Dataset entries:
· · · · ·

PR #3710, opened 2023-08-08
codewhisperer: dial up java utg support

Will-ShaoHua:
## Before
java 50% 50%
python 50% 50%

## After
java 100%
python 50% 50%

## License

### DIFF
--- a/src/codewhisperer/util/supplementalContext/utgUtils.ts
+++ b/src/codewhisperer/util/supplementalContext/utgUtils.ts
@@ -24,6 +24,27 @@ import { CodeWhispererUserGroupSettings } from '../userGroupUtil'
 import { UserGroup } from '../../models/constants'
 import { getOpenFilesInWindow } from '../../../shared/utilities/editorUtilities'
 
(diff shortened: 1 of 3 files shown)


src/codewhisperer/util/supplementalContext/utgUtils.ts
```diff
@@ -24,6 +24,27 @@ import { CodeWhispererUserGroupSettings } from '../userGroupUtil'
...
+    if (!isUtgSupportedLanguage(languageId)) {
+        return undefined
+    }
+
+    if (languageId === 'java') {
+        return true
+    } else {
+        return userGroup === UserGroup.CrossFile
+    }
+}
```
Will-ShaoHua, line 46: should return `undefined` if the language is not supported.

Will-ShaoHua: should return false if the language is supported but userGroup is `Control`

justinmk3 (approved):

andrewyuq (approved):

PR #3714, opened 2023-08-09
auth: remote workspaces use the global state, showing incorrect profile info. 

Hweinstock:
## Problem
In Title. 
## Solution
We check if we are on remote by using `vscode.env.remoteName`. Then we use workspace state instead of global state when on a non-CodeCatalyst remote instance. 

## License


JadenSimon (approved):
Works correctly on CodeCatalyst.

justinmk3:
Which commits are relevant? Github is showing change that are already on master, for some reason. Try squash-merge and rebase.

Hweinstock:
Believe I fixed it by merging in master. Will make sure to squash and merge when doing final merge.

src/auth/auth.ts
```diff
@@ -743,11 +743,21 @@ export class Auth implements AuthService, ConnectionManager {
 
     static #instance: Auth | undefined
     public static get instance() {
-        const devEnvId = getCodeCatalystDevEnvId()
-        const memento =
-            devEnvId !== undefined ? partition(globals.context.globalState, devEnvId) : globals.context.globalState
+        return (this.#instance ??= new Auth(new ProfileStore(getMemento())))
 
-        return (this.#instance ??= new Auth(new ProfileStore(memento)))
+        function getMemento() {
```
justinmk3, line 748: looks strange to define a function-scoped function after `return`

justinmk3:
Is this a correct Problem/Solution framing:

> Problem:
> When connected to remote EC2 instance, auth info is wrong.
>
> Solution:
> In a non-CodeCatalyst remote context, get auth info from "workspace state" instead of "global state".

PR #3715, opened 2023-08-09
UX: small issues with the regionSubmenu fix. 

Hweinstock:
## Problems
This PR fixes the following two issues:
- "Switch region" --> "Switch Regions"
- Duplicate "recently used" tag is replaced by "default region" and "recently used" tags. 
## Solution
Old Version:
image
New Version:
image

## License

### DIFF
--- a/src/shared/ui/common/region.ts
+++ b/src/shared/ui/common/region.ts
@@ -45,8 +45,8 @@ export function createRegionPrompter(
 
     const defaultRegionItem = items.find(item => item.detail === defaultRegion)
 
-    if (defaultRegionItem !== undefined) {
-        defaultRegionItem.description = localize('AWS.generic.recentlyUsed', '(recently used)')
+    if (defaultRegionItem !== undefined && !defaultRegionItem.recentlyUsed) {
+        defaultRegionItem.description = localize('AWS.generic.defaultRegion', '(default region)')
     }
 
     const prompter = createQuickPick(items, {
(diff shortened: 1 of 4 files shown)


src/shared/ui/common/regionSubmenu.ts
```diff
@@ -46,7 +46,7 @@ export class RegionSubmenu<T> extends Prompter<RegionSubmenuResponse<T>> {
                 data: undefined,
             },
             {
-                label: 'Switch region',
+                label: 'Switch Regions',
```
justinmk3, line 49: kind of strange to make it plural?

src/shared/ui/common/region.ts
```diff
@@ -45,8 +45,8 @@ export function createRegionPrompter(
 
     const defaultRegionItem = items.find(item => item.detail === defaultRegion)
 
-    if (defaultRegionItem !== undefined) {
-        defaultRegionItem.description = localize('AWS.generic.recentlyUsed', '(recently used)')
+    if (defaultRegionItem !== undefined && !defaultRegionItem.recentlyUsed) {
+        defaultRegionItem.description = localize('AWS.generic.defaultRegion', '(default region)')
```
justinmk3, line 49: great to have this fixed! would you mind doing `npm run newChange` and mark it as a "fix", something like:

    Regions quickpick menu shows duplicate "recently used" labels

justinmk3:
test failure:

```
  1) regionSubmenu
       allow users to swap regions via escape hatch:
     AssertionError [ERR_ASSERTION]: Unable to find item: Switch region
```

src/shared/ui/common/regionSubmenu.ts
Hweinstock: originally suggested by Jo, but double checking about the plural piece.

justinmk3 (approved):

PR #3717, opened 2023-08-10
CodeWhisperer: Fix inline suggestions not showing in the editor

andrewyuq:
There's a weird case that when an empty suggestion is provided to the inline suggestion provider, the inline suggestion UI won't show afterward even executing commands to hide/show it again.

· · · · ·

**Description of the task**.
Please report only the number of lines above that include "shown".

**Answer below**.
2